In both phases, your code must work for any input file and for any N.

Going further (optional)

Hungry for more? Try testing the server and client on different machines. Maybe the protocol features needed for hyper-speed communication on extremely fast networks, like localhost, differ from those needed on slower networks!

Our handout performance & solution performance

Our handout code prints this when run on my desktop:

$ (killall rpcg-server; build/rpcg-server&; sleep 0.5; build/rpcg-client; sleep 0.1)
No matching processes belonging to you were found
Server listening on localhost:29381
sent 10000 RPCs, recently 4504 RPCs/sec...
sent 20000 RPCs, recently 4512 RPCs/sec...
sent 30000 RPCs, recently 4516 RPCs/sec...
sent 40000 RPCs, recently 4455 RPCs/sec...
sent 50000 RPCs, recently 4376 RPCs/sec...
sent 60000 RPCs, recently 4403 RPCs/sec...
sent 70000 RPCs, recently 4185 RPCs/sec...
sent 80000 RPCs, recently 4298 RPCs/sec...
sent 90000 RPCs, recently 4426 RPCs/sec...
sent 100000 RPCs, recently 4310 RPCs/sec...
client checksums: e221211901eeed66/e221211901eeed66
server checksums: 83dceb304bf7f399/83dceb304bf7f399
match: true
sent 100000 RPCs in 22.748712197 sec
sent 4396 RPCs per sec
Server exiting

Our phase 1 solutions, which implement windowing plus some other tricks, are a little faster:

No matching processes belonging to you were found
Server listening on localhost:29381
sent 10000 RPCs, recently 21559 RPCs/sec...
sent 20000 RPCs, recently 35159 RPCs/sec...
sent 30000 RPCs, recently 36416 RPCs/sec...
sent 40000 RPCs, recently 36735 RPCs/sec...
sent 50000 RPCs, recently 36288 RPCs/sec...
sent 60000 RPCs, recently 34525 RPCs/sec...
sent 70000 RPCs, recently 30900 RPCs/sec...
sent 80000 RPCs, recently 36795 RPCs/sec...
sent 90000 RPCs, recently 35104 RPCs/sec...
sent 100000 RPCs, recently 36298 RPCs/sec...
client checksums: e221211901eeed66/e221211901eeed66
server checksums: 83dceb304bf7f399/83dceb304bf7f399
match: true
sent 100000 RPCs in 3.016785653 sec
sent 33148 RPCs per sec
Server exiting

And other frameworks, or a framework you built yourself, could perform better still!

Turnin

You’ll share your code with others in class, and we plan to post a leaderboard.

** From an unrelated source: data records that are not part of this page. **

PR #1664, opened 2026-09-21
Support bulk voter upload via batched requests

ArendPeter:
## Human Summary

This PR allows for large batches of voters to be added to the roll. Previously we'd hit a limit around 1,000 voters. The PR solves this in two ways:
1. By increasing the express limit from 100 KB to 500 KB
2. By uploading the roll across multiple batches using an adaptive batch size

The frontend will filter out any roles that have already been added so that ensures that this operation is safe to repeat even if it fails midway. 

## Summary

**Backend**
- `app.ts`: `express.json` limit raised from the 100 KB default to 500 KB. This is global, so it also applies to the ballot upload route.
- `addElectionRollController.ts`: the duplicate check now uses `Set`s instead of an O(n×m) `.some()` scan. Emails match case-insensitively and trimmed (the voter login lookup is already case-insensitive); voter IDs match trimmed. A duplicate still returns the same 400 error.
- `app.ts` also has some pre-existing lint errors fixed (`require` → `import`, unused vars, `any`), since the diff-scoped lint hook/CI lints whole touched files.

**Frontend**
- New `Election/Admin/rollUploadUtils.ts`:
  - `findRollConflicts` finds entries already on the roll or repeated within the upload (first occurrence wins).
  - `uploadRollsBatched` follows the batching convention from #1611 (`INITIAL_BATCH_SIZE = 700`, `BATCH_SHRINK_FACTOR = 0.75`, `MIN_BATCH_SIZE = 10`, `{ responses, aborted }` result). It shrinks and retries only on 413 / 5xx / network errors; any other error (voter limit, permissions, duplicates) aborts immediately with the server's message. No code is shared with the ballot upload, to keep the two independent until #1611 lands.
- `AddElectionRoll.tsx`: the text field and CSV upload now share one papaparse-based pipeline. Before uploading it re-fetches the roll, checks the voter limit, and finds conflicts. A confirm pop-up appears when there are conflicts to skip, and always for CSV files ("Upload N voters"). A progress bar shows during upload. If the upload aborts, the error says how many voters were added and to re-upload the same list.
- `ViewElectionRolls.tsx`: the Add Voters dialog can't be closed while an upload is running, and closing it now always refreshes the voter list so a partial upload shows up.

**Docs**
- `CONTEXT.md`: added **Voter Roll** and **Roll Conflict**. #1611 also appends to this file, so expect a small merge conflict at the end of the file.

**Not in this PR**
- Other bottlenecks for very large rolls (the full-roll fetch per batch, per-voter ID generation queries) are deliberately deferred.
- No frontend unit tests, since `vitest` only arrives with #1611.

## Test plan
- [x] `npm test -w @equal-vote/star-vote-backend` — 219 passing, including 8 new tests in `addElectionRoll.test.ts` (voter ID / email conflicts, whitespace and case variants, whole-batch rejection, empty emails, request body over 100 KB)
- [x] `tsc --noEmit` clean for frontend and backend; eslint clean on all touched files
- [ ] Manual: upload a ~25k-row CSV to a closed election with a raised voter limit and confirm it completes, then re-upload the same file and confirm every row is reported as skipped
- [ ] Manual: interrupt an upload midway, re-upload the same file, and confirm only the remaining voters are added
- [ ] Manual: confirm the Add Voters dialog can't be closed mid-upload

https://claude.ai/code/session_01AhDMrtGR1PKtxVJPnVPtNn


jacksonloper:
I think `v-abc\nv-def\nv-ghi` would fail as an upload.  ("UndetectableDelimiter").  Is that desired?

jacksonloper:
What happens if the uploaded list has the same voter twice (in the same batch)?

packages/backend/src/Controllers/Roll/addElectionRollController.ts
```diff
@@ -72,20 +72,23 @@ const addElectionRoll = async (req: IElectionRequest & { body: { electionRoll: E
 
     if (existingRolls) {
         // Check if rolls already exist
-        const duplicateRolls = req.body.electionRoll.filter((roll: ElectionRoll) => {
-            return existingRolls.some(existingRoll => {
-                if (existingRoll.email && roll.email && existingRoll.email === roll.email) return true
```
jacksonloper, line 77: If the emails are the same except for case, this will return false.  Is that bad?

jacksonloper:
~I might be crazy but I feel like more of this should happen server-side.  Like I feel we should post a *file to the backend* rather than the frontend parsing the csv and sending a json object (which is indeed going to blow past a 100kb limit).~

~we already have a pattern for uploading files (for the images).  can we just use that?~

~i think uploading ballots should also be more like files?  like all this retry machinery is complex.  and uploading files isn't.~

(i'm not exactly wrong but now isn't the time for it :joy:)

packages/frontend/src/components/Election/Admin/AddElectionRoll.tsx
```diff
@@ -1,187 +1,182 @@
...
+            setProgress(null)
+        }
     }
 
-    function removeDuplicates(checkRolls: RollInput[]): RollInput[] {
-        const seen = new Set<string>();
-        const uniqueRolls: RollInput[] = [];
+    const onSubmit = async (e) => {
+        e.preventDefault()
+        const parsed = Papa.parse<string[]>(voterIDList, { skipEmptyLines: 'greedy' })
```
jacksonloper: I suspect you want `{ delimiter: ',', skipEmptyLines: 'greedy' }` here so that newline-separated list works

ArendPeter: ~~"," is already the default delimiter right?~~

Nevermind, I see

packages/backend/src/Controllers/Roll/addElectionRollController.ts
ArendPeter: The old implementation does a case sensitive check, whereas the new one does a case insensitive check. I think insensitive makes more sense. If the db already has an email with a different case but the same letters then that should be flagged as a duplicate

ArendPeter:
> What happens if the uploaded list has the same voter twice (in the same batch)?

Confirmed, here's what I got
image

jacksonloper:
> > What happens if the uploaded list has the same voter twice (in the same batch)?
> 
> Confirmed, here's what I got image

Ah I see.  So frontend protects.  But if the frontend somehow failed to notice the upload will come back as "failed" and the browser would then retry with a smaller batch size (16 times I believe 😂 ).

jacksonloper (approved):
Hooray!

The most important turnin file will be your lab notebook: a write up of your experience. What changes were most important to performance? What changes did not affect performance? What did you find most difficult or interesting about the assignment?

Note that your code on this pset is not a heavy part of your grade. Neither is absolute performance: any substantive work will be enough (i.e., 6–8 hours). Leaderboard glory is just for fun.